TASK INSTRUCTIONS: Taking the line that contains "Hmm, interesting. Let's" as the starting point, give again exactly every line up to and including the last line of the records below.

Collected data
Segment Open

PR #13, opened 2020-03-12
Added layer norm to policy network and entropy bonus to policy loss.

dosssman:
Glad if I could have your input on the entropy computation and how it is added to the policy loss.

Sorry for the # DEBUG lines, but I have to run right now.

### DIFF
--- a/cleanrl/ppo2_continuous_action.py
+++ b/cleanrl/ppo2_continuous_action.py
@@ -147,7 +147,6 @@ if __name__ == "__main__":
                         help='Toggles wheter or not to use a clipped loss for the value function, as per the paper.')
     parser.add_argument('--pol-layer-norm', action='store_true', default=False,
                        help='Enables layer normalization in the policy network')
-    # TODO ? Experiment with value function layer norm too, as it gave quite good results in SAC
 
     args = parser.parse_args()
     if not args.seed:
@@ -198,10 +197,8 @@ class Policy(nn.Module):
         self.logstd = nn.Parameter(torch.zeros(1, output_shape))
 
         if args.pol_layer_norm:
-            # Layer Normalization
             self.ln1 = torch.nn.LayerNorm(120)
             self.ln2 = torch.nn.LayerNorm(84)
-            # TODO: Condisder adding a self.bn_mean for the last layer too ?
 
         if args.weights_init == "orthogonal":
             torch.nn.init.orthogonal_(self.fc1.weight)
@@ -379,7 +376,7 @@ while global_step < args.total_timesteps:
 
     # Advantage normalization
     if args.norm_adv:
-        advantages = (advantages - advantages.mean()) / advantages.std() # TODO: Correct formula btw ?
+        advantages = (advantages - advantages.mean()) / advantages.std()
 
     # Optimizaing policy network
     # First Tensorize all that is need to be so, clears up the loss computation part
--- a/cleanrl/ppo2_continuous_action.py
+++ b/cleanrl/ppo2_continuous_action.py
@@ -223,10 +223,8 @@ class Policy(nn.Module):
         x = torch.tanh(x)
 
         x = self.fc2(x)
-
         if args.pol_layer_norm:
             x = self.ln2(x)
-
         x = torch.tanh(x)
 
         action_mean = self.mean(x)
@@ -319,10 +317,6 @@ while global_step < args.total_timesteps:
         values[step] = vf.forward(obs[step:step+1])
 
         with torch.no_grad():
-            # DEBUG: Tracking the logits
-            logits = pg(obs[step:step+1])
-            logits = logits[0][0].cpu().numpy()
-
             action, logproba = pg.get_action(obs[step:step+1])
 
         actions[step] = action.data.cpu().numpy()[0]
--- a/cleanrl/ppo2_continuous_action.py
+++ b/cleanrl/ppo2_continuous_action.py
@@ -111,7 +111,7 @@ if __name__ == "__main__":
                        help='the discount factor gamma')
     parser.add_argument('--gae-lambda', type=float, default=0.97,
                        help='the lambda for the general advantage estimation')
-    parser.add_argument('--ent-coef', type=float, default=0.0, # Set to 0.0 by default to measure the actual gain. Will convene on a proper value later.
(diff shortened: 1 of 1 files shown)


cleanrl/ppo2_continuous_action.py
```diff
@@ -232,6 +258,31 @@ def get_logproba(self, x, actions):
...
+
+        # print( "# DEBUG Entropy shape")
+        # print( entropy.shape)
+
+        # print( "# DEBUG: Manual entropy computation")
+        # print( - logprobs)
+        # print( "# DEBUG: Pytorch entropy computation")
+        # print( dist.entropy().sum(1))
+
+        return entropies
```
vwxyzjn: The `get_entropies` function could be combined with
```python 
    def get_action(self, x):
        mean, logstd = self.forward(x)
        std = torch.exp(logstd)
        probs = Normal(mean, std)
        action = probs.sample()
        return action, probs.log_prob(action).sum(1)

    def get_logproba(self, x, actions):
        # Note: Converts actions to tensor
        if not isinstance(actions, torch.Tensor):
            actions = preprocess_obs_fn(actions)

        action_mean, action_logstd = self.forward(x)
        action_std = torch.exp(action_logstd)
        dist = Normal(action_mean, action_std)
        return dist.log_prob(actions).sum(1)
```

and get something like this:

```python
    def get_action(self, x, action=None):
        mean, logstd = self.forward(x)
        std = torch.exp(logstd)
        probs = Normal(mean, std)
        action = probs.sample() if not action
        return action, probs.log_prob(action).sum(1), dist.entropy().sum(1)
```

If you decided to go with Manual entropy computation, then do the entropy like in https://github.com/vwxyzjn/cleanrl/blob/master/cleanrl/ppo_continuous_action.py
```python
        newlogproba = pg.get_logproba(obs[:step+1], torch.Tensor(actions[:step+1]))
        # newvalues = vf.forward(obs[:step+1]).flatten() DO we generate a new values from the current policy?
        ratio =  torch.exp(newlogproba - torch.Tensor(logprobs[:step+1]))
        surrogate1 = ratio * torch.Tensor(advantages[:step+1])
        surrogate2 = ratio.clamp(1 - args.clip_coef, 1 + args.clip_coef) * torch.Tensor(advantages[:step+1])
        policy_loss = - torch.mean(torch.min(surrogate1, surrogate2))
        vf_loss = torch.mean((values[:step+1] - torch.Tensor(returns[:step+1])).pow(2))

        entropy_loss = torch.mean(torch.exp(newlogproba) * newlogproba)

        total_loss = policy_loss + args.vf_coef * vf_loss + args.ent_coef * entropy_loss
        optimizer.zero_grad()
        total_loss.backward(retain_graph=True)
```

Also, I don't quite see why `rsample()` is necessary here.

cleanrl/ppo2_continuous_action.py
```diff
@@ -378,7 +439,13 @@ def forward(self, x):
                                 (1.+args.clip_coef) * advantages,
                                 (1.-args.clip_coef) * advantages).to(device)
 
-        policy_loss = - torch.min(ratio * advantages, clip_adv).mean()
+        # Adding entropy bonus: This is computed using the logprobs and the rsampled actions
+        # so the gradients can also be back propagated through it (?)
+        # Does the entropy function of a distribution backpropagate ? Probably not.
```
vwxyzjn: Yes. See 
image

cleanrl/ppo2_continuous_action.py
```diff
@@ -378,7 +439,13 @@ def forward(self, x):
...
+        # Also, this method does not used the old action sampled from and old policy to get the log probs
+        # Any discussion on what would be the difference ?
```
vwxyzjn: If you are using Pytorch entropy computation, then the sampled actions has nothing to do with the entropy, which itself is calculated solely by the standard deviation of the normal distribution.

cleanrl/ppo2_continuous_action.py
dosssman: Thanks for the suggestions.

I have run some experiments with both methods for the entropy computation and while the average results are mostly similar, the manual computed entropy seems better, as per the following report : [WANDB Report PPO2 Entropy Computation](https://www.reddit.com/r/MachineLearning/comments/f5kkxb/discussion_lessons_learned_from_my_failures_in/?utm_medium=android_app&utm_source=share).

Also moved the entropy computation to the network update section.

cleanrl/ppo2_continuous_action.py
dosssman: Thanks. It makes more sense now.
Anyway, let's use the manual computation, as OpenAI Baseline do the same.

cleanrl/ppo2_continuous_action.py
dosssman: Thanks. I am so lazy, as always hahaha.
Now I know it is possible to easily instanciate a `Variable` to create distributions and such.

cleanrl/ppo2_continuous_action.py
```diff
@@ -208,8 +216,19 @@ def __init__(self):
...
+            x = self.ln1(x)
+        x = torch.tanh(x)
+
+        x = self.fc2(x)
+
+        if args.pol_layer_norm:
+            x = self.ln2(x)
+
+        x = torch.tanh(x)
+
```
vwxyzjn: Delete the spaces, please. They seem fairly random.

cleanrl/ppo2_continuous_action.py
```diff
@@ -300,6 +319,10 @@ def forward(self, x):
         values[step] = vf.forward(obs[step:step+1])
 
         with torch.no_grad():
+            # DEBUG: Tracking the logits
+            logits = pg(obs[step:step+1])
+            logits = logits[0][0].cpu().numpy()
+
```
vwxyzjn: This shouldn't be here as this is in the `cleanrl` official folder. I do think they should be added to a separate file like in `cleanrl/experiments/ppo2_continuous_action_debug.py`

cleanrl/ppo2_continuous_action.py
dosssman: My bad. I was probably "high" when working on that part hahaha

PR #15, opened 2020-04-06
PPO2 # fix value clipping

vwxyzjn:
This is related to #12 .

Relevant code can be found in https://github.com/openai/baselines/blob/ea25b9e8b234e6ee1bca43083f8f3cf974143998/baselines/ppo2/model.py#L69


vwxyzjn:
@dosssman

vwxyzjn:
Hmm, interesting. Let's stick with the original implementation for now. We should look further into this.

PR #36, opened 2020-10-16
unify replay buffer

### LINKED ISSUE #35: Both dqn_atari and dqn_atari_visual use different ReplayBuffers compared to other implementations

Segment Closed

RESULT OF THE TASK:
Hmm, interesting. Let's stick with the original implementation for now. We should look further into this.

PR #36, opened 2020-10-16
unify replay buffer

### LINKED ISSUE #35: Both dqn_atari and dqn_atari_visual use different ReplayBuffers compared to other implementations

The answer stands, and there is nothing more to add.